Shiro's blog

How to sort lexicographically in MongoDB ?

TL;DR

Introduction

This solution relies on case-insensitive indexes to execute the sort on the database side.

Let's start with a basic sort and see what changes we need to make to change it into a lexicographic sort.

from pymongo import MongoClient

NAMES = ["Alice", "pomme", "Paris", "Bob", "oreiller", "chariot"]


def main():
    collection = MongoClient()["lexicographical_sort_test"]["test"]
    collection.insert_many([{"name": name} for name in NAMES])
    for doc in collection.find().sort("name"):
        print(doc["name"])
    collection.drop()


if __name__ == '__main__':
    main()

The above snippet connects to a local mongodb instance, insert a few documents, print them sorted and drop the collection.

As you can see if you run it, documents' names are not printed in expected order, but with capitalized words first.
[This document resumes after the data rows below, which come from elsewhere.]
PR #613, opened 2026-05-24
fix(rar): fail fast on incomplete archives instead of falsely completing

evulhotdog:
Three bugs caused altmount to falsely report NZBs as successfully imported when RAR volumes were missing from the Usenet server:

1. ValidateSegmentIntegrity checked against PackedSize (sum of found parts) instead of Size (uncompressed full file size from RAR header). When a volume is missing, PackedSize shrinks and validation incorrectly passes.

2. patchMissingSegment created overlapping fake segments with wrong offsets, falsely inflating perceived coverage without adding real data.

3. Validation failures in aggregator.go were silently skipped by returning nil instead of propagating the error.

Changes:
- common.go: validate against content.Size, fallback to PackedSize only if Size is unavailable
- processor.go: fix patchMissingSegment to use correct StartOffset and SegmentSize
- aggregator.go: return errors from both validation paths instead of nil

Result: incomplete archives now fail during import with a clear error, allowing ARR apps to retry instead of trying to read a non-existent file.

### DIFF
--- a/internal/importer/archive/common.go
+++ b/internal/importer/archive/common.go
@@ -112,15 +112,18 @@ func ValidateSegmentIntegrity(ctx context.Context, content Content) error {
 			}
 		}
 	} else {
-		// For standard files, validate total segment coverage against PackedSize (if available)
+		// For standard files, validate total segment coverage against Size (uncompressed).
+		// Size comes from the first RAR volume header and is the correct full file size.
+		// PackedSize is the sum of actual parts found and can be truncated when volumes
+		// are missing, so we must validate against Size to detect incomplete archives.
 		var totalCovered int64
 		for _, seg := range content.Segments {
 			totalCovered += (seg.EndOffset - seg.StartOffset + 1)
 		}
 
-		expectedSize := content.PackedSize
+		expectedSize := content.Size
 		if expectedSize <= 0 {
-			expectedSize = content.Size
+			expectedSize = content.PackedSize
 		}
 
 		if expectedSize > 0 {
--- a/internal/importer/archive/rar/aggregator.go
+++ b/internal/importer/archive/rar/aggregator.go
@@ -252,6 +252,23 @@ func ProcessArchive(ctx context.Context, opts ProcessArchiveOptions) error {
 		}
 	}
 
+	// Compute total archive size and a critical-file threshold.
+	// Validation failures on files below the threshold are logged and skipped
+	// (e.g. .nfo, .srt, .jpg sidecars in a missing last volume) so that the
+	// import does not fail when only a tiny sidecar is incomplete.
+	// Validation failures on files at or above the threshold fail the archive.
+	var totalArchiveSize int64
+	for _, c := range rarContents {
+		if !c.IsDirectory {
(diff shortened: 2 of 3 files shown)


javi11:
but with this if the failing parts are in a file inside the rar that is not the video file it will make all the file fails

evulhotdog:
@javi11 what do you think is a better path to address it? I do see the conversation in the issue I created. Maybe we can wait to see what happens there.

evulhotdog:
@javi11 I don't like the hardcoded extensions, but I'm not sure what other way to tackle this...

```
RAR archive validation flow

 rarContents
      │
      ▼
 hasAllowedFiles? ─── no ──▶ FAIL (ErrNoAllowedFiles)
      │
     yes
      │
      ▼
 Build filesToProcess list
      │
      │  ┌─────────────────────────────────────┐
      │  │  Per file:                          │
      │  │    IsDirectory?       ─▶▶ skip      │
      │  │    IsAllowedFile?     ─▶▶ skip      │
      │  │      (ext check + sample filter)    │
      │  │    keep ▶ add to validation pool    │
      │  └─────────────────────────────────────┘
      │
      ▼
 Parallel validation goroutines
      │
      ├── isPreExtracted? ─▶▶ skip validation
      │
      ├── validateSegmentIntegrity
      │       (checks Size, not PackedSize)
      │       │
      │       ├── passes ─▶▶ ValidateSegmentsForFile
      │       │                  │
      │       │                  ├── passes ─▶▶ ✓ write metadata
      │       │                  │
      │       │                  └── fails ───┐
      │       │                               │
      │       └── fails ──────────────────────┤
      │                                       │
      │              ◀────────────────────────┘
      │              │
      │              ▼
      │         isSidecarFile?
      │      (.srt .sub .jpg .nfo etc.)
      │              │
      │       ┌──────┴──────┐
      │       │             │
      │      yes           no
      │       │             │
      │       ▼             ▼
      │   ⚠ warn, skip   ✗ FAIL archive
      │   return nil      return err
      │       │             │
      │       └─────┬───────┘
      │             │
      │             ▼
      │        filesProcessed > 0?
      │             │
      │      ┌──────┴──────┐
      │      │             │
      │     yes           no
      │      │             │
      │      ▼             ▼
      │   ✓ SUCCESS    FAIL (ErrNoFilesProcessed)

 KEY:
   ▶▶  = file skipped silently
   ✓   = success path
   ✗   = failure path
   ⚠   = sidecar skip (new behavior)
```

javi11:
So, if I understand well, what you will want is something like the allowed file extensions but that mark the file as failed if no video file is found available no?

evulhotdog:
@javi11 yes, but still being validated through the normal mechanisms, so we don't fail on a sample, nfo, etc. but do fail on the main file. 

I don't know if there's a better path to go here. To salvage what we can. 

It also may be a moot workaround, if we can implement par2 repairs on the fly.

javi11:
`It also may be a moot workaround, if we can implement par2 repairs on the fly.` this is not technically possible.

Ok what I can do is, a setting to fail if the imported dosn't have any video file that is not a sample

PR #622, opened 2026-05-27
fix(arrs): notify *arrs on import failure so they search again sooner

evulhotdog:
## Summary
When an import fails (e.g. RAR decode error, missing segments), AltMount previously let the failed item sit in the queue with `status: failed` without any notification to Sonarr/Radarr. The arrs would only discover the failure on their next periodic poll of the SABnzbd history API, which could be minutes later.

Implementing lexicographic sort

Feature compatibility

First, you have to make sure to have a MongoDB version at 3.4 or above. But this is not enough if you had an earlier version installed. You will need to tell mongodb that he can use its new features from the 3.4 version, using the setFeatureCompatibilityVersion command.

To summarize, you have to run the following command in MongoDB's shell:

db.adminCommand( { setFeatureCompatibilityVersion: "3.4" } )
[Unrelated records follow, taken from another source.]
PR #623, opened 2026-05-27
feat(health): overhaul provider health dashboard with interactive cyber-HUD

drondeseries:
This PR introduces a comprehensive overhaul of the provider health dashboard:

1. **Interactive Cyber-HUD**: Overhauls the provider health page with a gorgeous visual dashboard including a provider topology map, interactive latency/speed charts, and custom provider-specific stats.
2. **Indexer Auditing**: Introduces detailed database schemas to monitor indexer import stats, queries, and success/failure ratios over time, with SQL migrations for both SQLite and Postgres.
3. **Automated *arr Webhook Registration**: Enables webhooks by default and automatically registers *arr instances upon detection to streamline post-processing without requiring manual user configuration.
4. **Enhanced Confirm Modal**: Improves confirm modals by adding support for custom text-verification inputs (e.g. typing a keyword/name to confirm destructive or critical actions).

PR #635, opened 2026-05-31
feat(health): restore indexer tracking from webhook Grab and OnImport events

drondeseries:
This pull request restores indexer tracking from webhook Grab and OnImport events. It logs persistent indexer failure when a file fails health checks and aligns the indexer stats query with the upstream schema. (Stacked on top of #623 dashboard overhaul).

### DIFF
--- a/internal/api/arrs_handlers.go
+++ b/internal/api/arrs_handlers.go
@@ -60,9 +60,9 @@ type ArrsWebhookRequest struct {
 		Id int64 `json:"id"`
 	} `json:"bookFile"`
 
-	EventType string `json:"eventType"`
+	EventType    string `json:"eventType"`
 	InstanceName string `json:"instanceName,omitempty"`
-	FilePath  string `json:"filePath,omitempty"`
+	FilePath     string `json:"filePath,omitempty"`
 	// For upgrades/renames, the file path might be in other fields or need to be inferred
 	Movie struct {
 		Id         int64  `json:"id"`
@@ -85,6 +85,11 @@ type ArrsWebhookRequest struct {
 		Path      string `json:"path"`
 	} `json:"episodeFile"`
 	DeletedFiles ArrsDeletedFiles `json:"deletedFiles,omitempty"`
+	DownloadId   string           `json:"downloadId,omitempty"`
+	Release      *struct {
+		Indexer      string `json:"indexer,omitempty"`
+		ReleaseTitle string `json:"releaseTitle,omitempty"`
+	} `json:"release,omitempty"`
 }
 
 func (req ArrsWebhookRequest) ToMetadata() model.WebhookMetadata {
@@ -244,6 +249,22 @@ func (s *Server) handleArrsWebhook(c *fiber.Ctx) error {
 	case "Test":
 		slog.InfoContext(c.Context(), "Received ARR test webhook")
 		return c.Status(200).JSON(fiber.Map{"success": true, "message": "Test successful"})
+	case "Grab":
+		if req.DownloadId != "" && req.Release != nil && req.Release.Indexer != "" {
+			indexerName := req.Release.Indexer
+			releaseTitle := req.Release.ReleaseTitle
+			s.importerService.StoreGrabbedIndexer(req.DownloadId, releaseTitle, indexerName)
+			slog.InfoContext(c.Context(), "Logged grabbed indexer from webhook", "download_id", req.DownloadId, "release_title", releaseTitle, "indexer", indexerName)
+			// Proactively update any existing queue item with this download ID
+			if err := s.queueRepo.UpdateQueueItemIndexerByDownloadID(c.Context(), req.DownloadId, indexerName); err != nil {
+				slog.WarnContext(c.Context(), "Failed to update indexer for existing queue item", "download_id", req.DownloadId, "indexer", indexerName, "error", err)
+			}
+			// In case the import already completed or failed (e.g. race condition), update history
+			if err := s.queueRepo.UpdateImportHistoryIndexerByDownloadID(c.Context(), req.DownloadId, indexerName); err != nil {
+				slog.DebugContext(c.Context(), "Failed to update indexer for import history (expected if not yet complete)", "download_id", req.DownloadId, "indexer", indexerName, "error", err)
+			}
+		}
+		return c.Status(200).JSON(fiber.Map{"success": true, "message": "Grab logged successfully"})
 	case "Download", "AlbumImport", "BookImport": // OnImport
 		isScanEvent = true
 		if req.EpisodeFile.Path != "" {
@@ -252,6 +273,22 @@ func (s *Server) handleArrsWebhook(c *fiber.Ctx) error {
 			pathsToScan = append(pathsToScan, req.MovieFile.Path)
 		} else if req.FilePath != "" {
 			pathsToScan = append(pathsToScan, req.FilePath)
+		}
+
+		// Update indexer name in database tables if present in webhook
+		if req.DownloadId != "" && req.Release != nil && req.Release.Indexer != "" {
+			indexerName := req.Release.Indexer
+			slog.InfoContext(c.Context(), "Logged indexer from OnImport webhook", "download_id", req.DownloadId, "indexer", indexerName)
+
+			// 1. Update queue if it still exists
+			if err := s.queueRepo.UpdateQueueItemIndexerByDownloadID(c.Context(), req.DownloadId, indexerName); err != nil {
+				slog.DebugContext(c.Context(), "Failed to update indexer for queue item", "download_id", req.DownloadId, "indexer", indexerName, "error", err)
+			}
+
+			// 2. Update import history if it has already completed
+			if err := s.queueRepo.UpdateImportHistoryIndexerByDownloadID(c.Context(), req.DownloadId, indexerName); err != nil {
+				slog.DebugContext(c.Context(), "Failed to update indexer for import history", "download_id", req.DownloadId, "indexer", indexerName, "error", err)
+			}
 		}
 	case "Rename":
 		isScanEvent = true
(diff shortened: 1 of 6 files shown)


internal/database/health_repository.go
```diff
@@ -1869,3 +1869,9 @@ func (r *HealthRepository) UpdateFileMetadata(ctx context.Context, id int64, met
 	_, err := r.db.ExecContext(ctx, query, metadata, id)
 	return err
 }
+
+// LogIndexerImport records a success or failure for an indexer persistently.
+func (r *HealthRepository) LogIndexerImport(ctx context.Context, indexer string, status string, errMsg string, downloadID *string) error {
+	return logIndexerImport(ctx, r.db, indexer, status, errMsg, downloadID)
```
javi11: 🔴 **HIGH — Misleading API: `downloadID` parameter is silently discarded**

The INSERT in `logIndexerImport` no longer includes `download_id`, but this public wrapper still accepts `downloadID *string` that is never forwarded. Every caller (including both `handleProcessingSuccess` and `handleProcessingFailure` in `service.go`) passes a value believing it will be stored.

**Fix**: Remove the parameter from this signature and all call sites, or restore the column in the INSERT. As-is, the parameter communicates a contract that no longer holds and will mislead future readers.

internal/importer/service.go
```diff
@@ -1504,3 +1549,63 @@ func (s *Service) RegenerateMetadata(ctx context.Context, mountRelativePath stri
...
+}
+
+// GetGrabbedIndexer retrieves a grabbed indexer by download ID or release title
+// It only returns a match if it was stored within the last 15 seconds.
+func (s *Service) GetGrabbedIndexer(downloadID string, releaseTitle string) (string, bool) {
+	now := time.Now()
+
+	check := func(key string) (string, bool) {
+		if val, ok := s.grabbedIndexers.Load(key); ok {
+			if info, isInfo := val.(grabbedIndexerInfo); isInfo {
```
javi11, line 1587: 🔴 **HIGH — 15-second TTL makes this cache ineffective in production**

The Grab webhook fires when the download client accepts the item. The Download/OnImport webhook — which triggers `AddToQueue` and ultimately `handleProcessingSuccess`/`handleProcessingFailure` — fires after the download *completes*, typically **minutes to hours** later. This 15-second window will almost always be expired by then.

The OnImport webhook handler already writes the indexer directly to the DB (`UpdateQueueItemIndexerByDownloadID`, `UpdateImportHistoryIndexerByDownloadID`), so the in-memory path is only needed as a race-condition guard (Grab and Import arrive in the same second). If that's the intent, document it. But a 15-second TTL is too short even for that — a fast download can take more than 15 s to process.

**Options:**
1. Remove the TTL entirely — rely on `downloadID` for dedup (it's stable and unique); clear entries only after successful lookup in `handleProcessingSuccess`/`handleProcessingFailure`.
2. Increase TTL to something realistic (e.g. 24 h) and add a background sweeper to prevent the map from growing unbounded.

internal/database/indexer_repository.go
```diff
@@ -100,9 +100,8 @@ func deleteIndexerStats(ctx context.Context, db DBQuerier, indexer string) (int6
 }
 
 func updateIndexerStatsByDownloadID(ctx context.Context, db DBQuerier, downloadID string, indexer string) error {
-	query := `UPDATE indexer_import_stats SET indexer = ? WHERE download_id = ? AND indexer = 'Unknown'`
-	_, err := db.ExecContext(ctx, query, indexer, downloadID)
-	return err
+	// No-op: we keep upstream schemas clean and already associate download_ids in queue/history tables
```
javi11, line 103: 🟡 **MEDIUM — No-op function still called from three sites**

`updateIndexerStatsByDownloadID` now does nothing but return nil. It is still called from both the Grab and OnImport blocks in `arrs_handlers.go`, and likely from the queue repository as well. Dead call sites create confusion about intent and waste a function-call round-trip.

**Fix**: Remove all call sites. If the no-op is temporary while the schema settles, leave a TODO with an issue link so it doesn't become permanent dead code.

internal/api/arrs_handlers.go
```diff
@@ -244,6 +249,21 @@ func (s *Server) handleArrsWebhook(c *fiber.Ctx) error {
...
+			indexerName := req.Release.Indexer
+			releaseTitle := req.Release.ReleaseTitle
+			s.importerService.StoreGrabbedIndexer(req.DownloadId, releaseTitle, indexerName)
+			slog.InfoContext(c.Context(), "Logged grabbed indexer from webhook", "download_id", req.DownloadId, "release_title", releaseTitle, "indexer", indexerName)
+			// Proactively update any existing queue item with this download ID
+			if err := s.queueRepo.UpdateQueueItemIndexerByDownloadID(c.Context(), req.DownloadId, indexerName); err != nil {
+				slog.WarnContext(c.Context(), "Failed to update indexer for existing queue item", "download_id", req.DownloadId, "indexer", indexerName, "error", err)
+			}
+			// In case the import already completed or failed (e.g. race condition), update history and stats
+			_ = s.queueRepo.UpdateImportHistoryIndexerByDownloadID(c.Context(), req.DownloadId, indexerName)
```
javi11: 🟡 **MEDIUM — Silent error vs logged error: inconsistent within same handler**

A few lines above, `UpdateQueueItemIndexerByDownloadID` logs a `WarnContext` on failure. Here the same class of errors (`UpdateImportHistoryIndexerByDownloadID` and `UpdateIndexerStatsByDownloadID`) are silently discarded with `_ =`. The race-condition comment explains *why* these may fail, but observability still matters — a `slog.DebugContext` at minimum would let you spot unexpected failure modes without noise.

internal/importer/service.go
```diff
@@ -1504,3 +1549,63 @@ func (s *Service) RegenerateMetadata(ctx context.Context, mountRelativePath stri
...
+
+	if downloadID != "" {
+		s.grabbedIndexers.Store(downloadID, info)
+	}
+	// Sanitize and use release title as an alternative fallback key
+	if releaseTitle != "" {
+		cleanTitle := strings.TrimSpace(strings.ToLower(releaseTitle))
+		cleanTitle = strings.TrimSuffix(cleanTitle, ".gz")
+		cleanTitle = strings.TrimSuffix(cleanTitle, ".nzb")
+		s.grabbedIndexers.Store(cleanTitle, info)
```
javi11, line 1576: 🟡 **MEDIUM — `grabbedIndexers` sync.Map leaks entries that are never looked up**

`StoreGrabbedIndexer` writes two keys per call: one for `downloadID` and one for `cleanTitle`. Expired entries are only pruned lazily inside `check()` when that exact key is looked up. If a Grab webhook arrives but the download is never imported (cancelled, replaced, etc.), both keys accumulate forever — a slow memory leak in a long-running service with many queued downloads.

Also, when `check(downloadID)` succeeds and deletes the `downloadID` key, the sibling `cleanTitle` key is left behind, and vice versa.

**Fix**: Add a periodic sweeper (e.g. `time.AfterFunc` at store time, or a background goroutine on startup) that calls `Range` and deletes expired entries. Or use a single canonical key (`downloadID`) and drop the title-based fallback — the OnImport webhook provides the `downloadId` anyway.

internal/importer/service.go
```diff
@@ -1022,6 +1032,22 @@ func (s *Service) resolveCategoryPath(category string) string {
 
 // handleProcessingSuccess handles all steps after successful NZB processing
 func (s *Service) handleProcessingSuccess(ctx context.Context, item *database.ImportQueueItem, resultingPath string) error {
+	// Log persistent indexer statistic
```
javi11, line 1038: 🟡 **MEDIUM — Magic string `"Unknown"` should be a named constant**

`"Unknown"` is used as a sentinel indexer name in at least three files: `worker.go`, `service.go` (here and in `handleProcessingFailure`), and likely the DB layer. A typo divergence would silently cause stats to double-count under two different keys.

```go
const indexerUnknown = "Unknown"
```

Define it once (in the `database` package where the column lives, or a shared `constants` package) and reference it everywhere.

internal/health/worker.go
```diff
@@ -474,6 +474,16 @@ func (hw *HealthWorker) prepareUpdateForResult(ctx context.Context, fh *database
 			update.Status = database.HealthStatusCorrupted
 			sideEffect = func() error {
 				slog.ErrorContext(ctx, "File permanently marked as corrupted after repair retries exhausted", "file_path", fh.FilePath)
+				
+				// Log failure against the indexer if known
```
javi11, line 478: 🟢 **LOW — Trailing whitespace on blank lines**

Both added `sideEffect` blocks contain blank lines with leading tabs before and after the new `if fh.Indexer != nil` block. `gofmt` will flag these. Run `gofmt -w internal/health/worker.go` to clean up.

javi11 (commented):
## Code Review — feat(health): restore indexer tracking from webhook events

| Severity | Count | Blocking |
|----------|-------|---------|
| 🔴 HIGH | 2 | Yes |
| 🟡 MEDIUM | 4 | Recommend fix |
| 🟢 LOW | 1 | No |

**Blocking items** (see inline comments for details):
1. **Misleading `downloadID` parameter** in `LogIndexerImport` / `logIndexerImport` — accepted but silently dropped after the schema change. All callers believe it is stored.
2. **15-second TTL** on `grabbedIndexers` — the Grab→Import gap is measured in minutes to hours in real use; this window expires before it can ever be useful via the cache path.

The overall approach (in-memory grab→indexer map with DB fallbacks on OnImport) is sound. The OnImport DB-write path is a good belt-and-suspenders fallback. The two HIGH items are correctness/observability issues that would silently produce wrong or missing indexer stats in production.

drondeseries:
Hi @javi11,

I have addressed 100% of your excellent review feedback, fully rebased the branch on top of the newly merged upstream  (which now has the dashboard merge), and force-pushed. 

The PR is now perfectly clean with **exactly 1 conflict-free commit**!

### 🛠️ Summary of Changes:
1. **Misleading `downloadID`**: Removed the parameter from `LogIndexerImport` and its internal helper `logIndexerImport` across `indexer_repository.go` and `health_repository.go`, and updated all call sites (`worker.go` and `service.go`).
2. **15-second TTL**: Increased the lookup window TTL in `GetGrabbedIndexer` to a safe **24 hours** to handle queue/processing lag.
3. **Memory Leak in `grabbedIndexers`**: Added a periodic background goroutine sweeper `runGrabbedIndexerSweeper` running on a 1-hour ticker to prune expired mappings.
4. **Sentinel String**: Defined a global `database.IndexerUnknown = "Unknown"` constant in `models.go` and refactored all references.
5. **No-op Calls**: Deleted all dead round-trip call sites to `UpdateIndexerStatsByDownloadID`.
6. **Observability**: Replaced the silent `_ =` ignores in the webhook handler blocks with structured `slog.DebugContext` calls to surface failure modes without adding noise.
7. **Whitespace**: Cleaned up the trailing whitespace/leading tabs in `worker.go` and ran `gofmt -w`.

Thank you for the thorough and incredibly sharp review!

We are now allowed to use v2 indexes, which will be very useful in the next part.

Make a case-insensitive index

With the new indexes, it is possible to have a different collation from the collection. This allow us to create a case-insensitive index by changing the strength of the collation to 2. This tell MongoDB to compare strings without taking case into account.
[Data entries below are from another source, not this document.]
PR #642, opened 2026-05-31
feat(fuse): add no_mod_time option to suppress unstable virtual filesystem mtimes

DrMxrcy:
## Problem

Virtual filesystems (NFS, FUSE-backed cloud mounts, segment-cache layers) can report inconsistent or rapidly-changing modification times for files whose content has not actually changed. This happens because: 

- Segment caches update file metadata as segments are fetched, changing the stored mtime
- Directory nodes have no natural mtime and previously returned `time.Now()` on every `Getattr` call
- Some underlying storage backends don't preserve mtimes accurately across mounts/remounts

Media servers and indexing tools that rely on mtime to detect file changes will incorrectly treat these files as modified on every scan, triggering unnecessary re-indexing, metadata re-extraction, and in some cases entering re-processing loops that stall the entire scan.

## Solution

Adds a `no_mod_time: true` option to `FuseConfig`. When enabled, the FUSE layer reports Unix epoch (zero) for all `mtime`, `ctime`, and `atime` values instead of the underlying virtual filesystem value.

This gives any consumer of the mount a stable, consistent timestamp. Since the files themselves are read-only (NZB archives on Usenet don't change), reporting epoch is semantically accurate — the content never changes, so the mtime should never change either.

### Changes

- **`internal/config/manager.go`**: adds `NoModTime bool` (`no_mod_time` in YAML/JSON) to `FuseConfig`
- **`internal/fuse/backend/hanwen/utils.go`**: `fillAttr` accepts `noModTime bool`; returns zero timestamps when set
- **`internal/fuse/backend/hanwen/dir.go`**: `Dir` carries `noModTime`, propagated to all child `Dir` and `File` nodes created during `Lookup` and `Mkdir`
- **`internal/fuse/backend/hanwen/file.go`**: `File` carries `noModTime`, applied in `Getattr`
- **`internal/fuse/backend/hanwen/backend.go`**: passes `FuseConfig.NoModTime` to `NewDir` at mount time
- **`frontend/src/types/config.ts`**: adds `no_mod_time` to `FuseConfig` interface
- **`frontend/src/components/config/MountConfigSection.tsx`**: adds "Suppress modification times" checkbox to the FUSE Compatibility section

### Configuration

```yaml
fuse:
  no_mod_time: true
```

Defaults to `false` — no behaviour change for existing configurations.

### Notes

- The flag is named to mirror the equivalent option in rclone (`--no-modtime`) for familiarity
- Only the hanwen (Linux) backend is affected; the cgofuse backend has its own attr path
- On first mount after enabling, consumers that already stored a non-zero mtime will see one mtime transition (stored value → epoch); after that all stats return epoch and no further changes are detected

🤖 Generated with [Claude Code](https://claude.com/claude-code)

### DIFF
--- a/frontend/src/components/config/MountConfigSection.tsx
+++ b/frontend/src/components/config/MountConfigSection.tsx
@@ -978,6 +978,7 @@ function FuseMountSubSection({ config, isRunning, onFormDataChange }: FuseSubSec
 		max_read_ahead_mb: 128,
 		async_buffer_size_mb: 16,
 		async_buffer_max_total_mb: 256,
+		no_mod_time: false,
 	});
 
 	useEffect(() => {
@@ -1139,6 +1140,20 @@ function FuseMountSubSection({ config, isRunning, onFormDataChange }: FuseSubSec
 							/>
 							<span className="label-text text-xs">Allow other users to access mount</span>
 						</label>
+					</fieldset>
+					<fieldset className="fieldset">
+						<legend className="fieldset-legend">Compatibility</legend>
+						<label className="label cursor-pointer justify-start gap-3">
+							<input
+								type="checkbox"
+								className="checkbox checkbox-primary checkbox-sm"
+								checked={formData.no_mod_time ?? false}
+								onChange={(e) => updateField({ no_mod_time: e.target.checked })}
+								disabled={isRunning}
+							/>
+							<span className="label-text text-xs">Suppress modification times (report epoch for all files)</span>
+						</label>
+						<p className="label">Enable when media servers misinterpret virtual filesystem mtimes as file changes</p>
 					</fieldset>
 				</div>
 			</div>
--- a/frontend/src/components/config/MountConfigSection.tsx
+++ b/frontend/src/components/config/MountConfigSection.tsx
@@ -1151,9 +1151,8 @@ function FuseMountSubSection({ config, isRunning, onFormDataChange }: FuseSubSec
 								onChange={(e) => updateField({ no_mod_time: e.target.checked })}
 								disabled={isRunning}
 							/>
-							<span className="label-text text-xs">Suppress modification times (report epoch for all files)</span>
+							<span className="label-text text-xs">Suppress modification times</span>
 						</label>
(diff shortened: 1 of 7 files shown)


javi11:
**LOW — `atime` zeroed alongside `mtime`/`ctime`**

In `utils.go`, all three timestamps are set to zero when `noModTime` is true. The option name `no_mod_time` implies only modification-time suppression, but access time (`atime`) is also zeroed — a slightly broader side-effect.

Pre-existing code already conflated `atime = mtime`, so this isn't a regression. And for a read-only NZB mount, `atime` tracking isn't useful. The PR description does mention all three values explicitly, so this is intentional — worth surfacing so users who rely on `find -atime` or similar tools on the mount know what to expect.

Suggestion: add a brief note to the `NoModTime` config comment:

```go
// NoModTime reports epoch for all timestamps (mtime, ctime, atime); prevents media servers re-scanning on unstable VFS mtimes.
NoModTime bool `yaml:"no_mod_time" mapstructure:"no_mod_time" json:"no_mod_time"`
```

Are you sure we want this?

DrMxrcy:
> **LOW — `atime` zeroed alongside `mtime`/`ctime`**
> 
> In `utils.go`, all three timestamps are set to zero when `noModTime` is true. The option name `no_mod_time` implies only modification-time suppression, but access time (`atime`) is also zeroed — a slightly broader side-effect.
> 
> Pre-existing code already conflated `atime = mtime`, so this isn't a regression. And for a read-only NZB mount, `atime` tracking isn't useful. The PR description does mention all three values explicitly, so this is intentional — worth surfacing so users who rely on `find -atime` or similar tools on the mount know what to expect.
> 
> Suggestion: add a brief note to the `NoModTime` config comment:
> 
> ```go
> // NoModTime reports epoch for all timestamps (mtime, ctime, atime); prevents media servers re-scanning on unstable VFS mtimes.
> NoModTime bool `yaml:"no_mod_time" mapstructure:"no_mod_time" json:"no_mod_time"`
> ```
> 
> Are you sure we want this?

Good catch on the comment — updated it to explicitly call out all three timestamps and added a note about find -atime behavior so users aren't surprised.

collection.create_index("field", v=2, collation={"locale": "en", "strength": 2})

Apply collation to query

With the index created, you could think that our work is done and that we can go home.

Wrong. There's one last step.

You need to apply the same collation in the query as the one used in the index. This can be done easily by applying the collation method on the cursor.

cursor.collation({"locale": "en", "strength": 2})

Final snippet

We now have a working lexicographic sort, computed in MongoDB. Here is the snippet you get by applying the above modifications to the snippet at the beginning.

from pymongo import MongoClient

NAMES = ["Alice", "pomme", "Paris", "Bob", "oreiller", "chariot"]
COLLATION = {"locale": "fr", "strength": 2}


def main():
    collection = MongoClient()["lexicographical_sort_test"]["test"]
    collection.insert_many([{"name": name} for name in NAMES])
    collection.create_index("name", v=2, collation=COLLATION)
    for doc in collection.find().sort("name").collation(COLLATION):
        print(doc["name"])
    collection.drop()


if __name__ == '__main__':
    main()

Conclusion

There are other valid solutions, like storing the same field in lowercase to sort using it. But I've seen too little documentation on this method and I wanted to put an easy guide out there.

This was also my first occasion to write a blog post, so I hope you enjoy it!